ASSIGNMENT: Would you write out, exactly as they stand, all lines from the one containing "hamilton.function_modifiers.datasaver does not" through the end of the listing below, and only those?
[[ INFORMATION PROVIDED, beginning ]]
Issue #1297, opened 2025-03-25
hamilton.function_modifiers.datasaver does not work with __future__.annotations


kreczko:
I am not sure if this is expected, I could not find a related issue (apologies if it exists).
[[ INFORMATION PROVIDED, end ]]
WRITTEN SOLUTION:
hamilton.function_modifiers.datasaver does not work with __future__.annotations


kreczko:
I am not sure if this is expected, I could not find a related issue (apologies if it exists).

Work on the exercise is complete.